In State v. Dere, the Court of Appeals Division I held that a telephone conversation between a jail inmate and a person outside the jail is not a private communication when the participants are advised that the call will be recorded and must confirm their understanding that they are being recorded. Also, a recording of such a conversation is admissible evidence against the noninmate as well as against the inmate.
Defendant Zakaria Dere was a co-defendant in a Robbery. Before the trial, Dere posted bail and was released from custody. Dere received several calls from Mohamed Ali, a codefendant who remained in jail. Their conversations were recorded by the jail’s telephone system.
Unfortunately for Dere, the recordings gave evidence that Dere was an accomplice in the robbery. He argued a CrR 3.5 motion to suppress., however, the trial court denied his motion. Ultimately, Dere’s statements were used against him by the State at his trial. He was found guilty of Robbery. He appealed.
WASHINGTON PRIVACY ACT
The Court of Appeals addressed Dere’s argument that the admission of the recordings violated the Washington Privacy Act under RCW 9.73. Under this statute, recordings obtained in violation of the act are inadmissible for any purpose at trial. The act also makes it unlawful to intercept or record private communications transmitted by telephone without first obtaining the consent of all participants in the communication. Dere cited State v. Modica in arguing that a communication is private when parties manifest a subjective intention that it be private and where that expectation is reasonable.
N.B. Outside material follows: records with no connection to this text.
PR #6662, opened 2022-12-07
fix todo: eval all 2xx status codes as success in client

ajmarcus:
Signed-off-by: Ariel Marcus <ajmarcus@gmail.com>

Not sure if this was still something worth addressing but noticed the following `TODO` in the client code:

```
// TODO: Change the check for the StatusCode to include other 2XX success codes.
```

Did some research that led me to this golang [proposal](https://github.com/golang/go/issues/29652) and old-ish [repo](https://github.com/bradfitz/exp-httpclient/blob/master/problems.md#too-easy-to-not-check-return-status-codes) that explores some ergonomic fixes to golang's http client.

Totally fine taking a different approach if this isn't a good solution. :)

### DIFF
--- a/client/tailscale/acl.go
+++ b/client/tailscale/acl.go
@@ -13,6 +13,8 @@ import (
 	"fmt"
 	"net/http"
 	"net/netip"
+
+	"tailscale.com/util/httpclient"
 )
 
 // ACLRow defines a rule that grants access by a set of users or groups to a set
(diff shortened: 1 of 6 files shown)


client/tailscale/acl.go
```diff
@@ -13,6 +13,8 @@ import (
 	"fmt"
 	"net/http"
 	"net/netip"
+
+	"tailscale.com/util/httpclient"
```
bradfitz, line 17: I don't think we need a whole new package for this. `httpclient` as a new package is quite the ambitious name for a single func. :)

Can you just add a unexported "func is2xx" func?

```go
func is2xx(r *http.Response) bool { return 200 <= r.StatusCode && r.StatusCode <= 299 }
```

ajmarcus: Yep! And agreed. 😊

Despite Dere’s arguments, the Court of Appeals reasoned that Dere’s conversations with Ali were not private communications. Dere and Ali did not have a reasonable expectation of privacy in their telephone conversations because they knew their calls were recorded and subject to monitoring. “Because the calls were not private communications, the privacy act does not apply,” reasoned the Court.
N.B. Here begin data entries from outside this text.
Issue #4311, opened 2022-03-28
tsnet: make it easier / more obvious to get your own IP address


josharian:
### What are you trying to do?

I started a tsnet instance, and wanted to get my own IP address. I started by looking at the *tsnet.Server, and didn't see any relevant methods. I then tried using tailscale.StatusWithoutPeers, but that didn't give me an IP address, for no clear reason; tailscale.Status did, although in some cases it required looping.

### How should we solve this?

I'd like a tsnet.Server method that takes a context and then blocks until it returns either IP addresses or an error.

### What is the impact of not solving this?

Bit harder to get up and running.

PR #6670, opened 2022-12-08
Get own IP when there are no peers

clairew:
Fixes [#4311](https://github.com/tailscale/tailscale/issues/4311)

When getting status without peers, the tailscale ips key should still be populated with the tsnet server's self ip

### DIFF
--- a/ipn/ipnlocal/local.go
+++ b/ipn/ipnlocal/local.go
@@ -570,6 +570,27 @@ func (b *LocalBackend) UpdateStatus(sb *ipnstate.StatusBuilder) {
 func (b *LocalBackend) updateStatus(sb *ipnstate.StatusBuilder, extraLocked func(*ipnstate.StatusBuilder)) {
 	b.mu.Lock()
 	defer b.mu.Unlock()
+	sb.MutateSelfStatus(func(ss *ipnstate.PeerStatus) {
+		ss.Online = health.GetInPollNetMap()
+		if b.netMap != nil {
+			ss.InNetworkMap = true
+			ss.HostName = b.netMap.Hostinfo.Hostname
+			ss.DNSName = b.netMap.Name
+			ss.UserID = b.netMap.User
+			if sn := b.netMap.SelfNode; sn != nil {
+				peerStatusFromNode(ss, sn)
+				if c := sn.Capabilities; len(c) > 0 {
+					ss.Capabilities = append([]string(nil), c...)
+				}
+			}
+		} else {
+			ss.HostName, _ = os.Hostname()
+		}
+		for _, pln := range b.peerAPIListeners {
+			ss.PeerAPIURL = append(ss.PeerAPIURL, pln.urlStr)
+		}
+	})
+	// MutateSelfStatus is called before MutateStatus, so that way the self node's tailscale ips can be assigned to ipn state's tailscale ips.
 	sb.MutateStatus(func(s *ipnstate.Status) {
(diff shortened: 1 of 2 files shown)


ipn/ipnlocal/state_test.go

Next, the Court of Appeals addressed Dere’s claims that the recording of his calls violated his constitutionally protected privacy rights. The Court reasoned that although Article I, section 7 of the Washington Constitution generally protects the privacy of telephone conversations, calls from a jail inmate are not private affairs deserving of protection:
” A jail recording system . . . and its operation typically demonstrates that at least one participant in a conversation has consented to the recording. The inspection of other forms of communication with inmates, such as ingoing and outgoing mail and packages, is not an invasion of a privacy interest protected by the Washington Constitution so long as the inmate is informed of the likelihood of inspection.”
With that, the Court of Appeals concluded there was no violation of Dere’s constitutional privacy interests. The Court upheld Dere’s Robbery conviction.
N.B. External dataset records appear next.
PR #6690, opened 2022-12-09
net/tlsdial,tstest,version: use go command from $PATH

### LINKED ISSUE #6689: Simplify tests use of GOROOT
Alpine has GOROOT test changes:
https://git.alpinelinux.org/aports/tree/community/tailscale/findgo.patch

But in Go 1.19:

https://tip.golang.org/doc/go1.19#go-command

> go test and go generate now place GOROOT/bin at the beginning of the PATH used for the subprocess, so tests and generators that execute the go command will resolve it to same GOROOT.

So we can probably simplify our tests.

cc @raggi

raggi:
Go now includes the GOROOT bin directory in $PATH while running tests and generate, so it is no longer necessary to construct a path using runtime.GOROOT().

Fixes #6689


bradfitz (commented):
No need for must. Just "go" no?

raggi:
> No need for must. Just "go" no?

Yup

bradfitz (approved):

My opinion? Obviously, this case shows that suppressing jail inmate conversations is difficult to impossible; especially when the automated voice informs the callers that the conversations are being recorded. I always advise my jailed clients to limit their phone conversations with friends and family members. Speaking from experience, I’ve conducted many trials where Prosecutors use recorded jail inmate against my clients in attempts to incriminate them. Usually, the recorded conversations are suppressible on other grounds as being prejudicial, irrelevant, confusing, misleading etc. under ER 403. Still, trying to suppress incriminating statements is a terrible position to be in; especially when avoidable.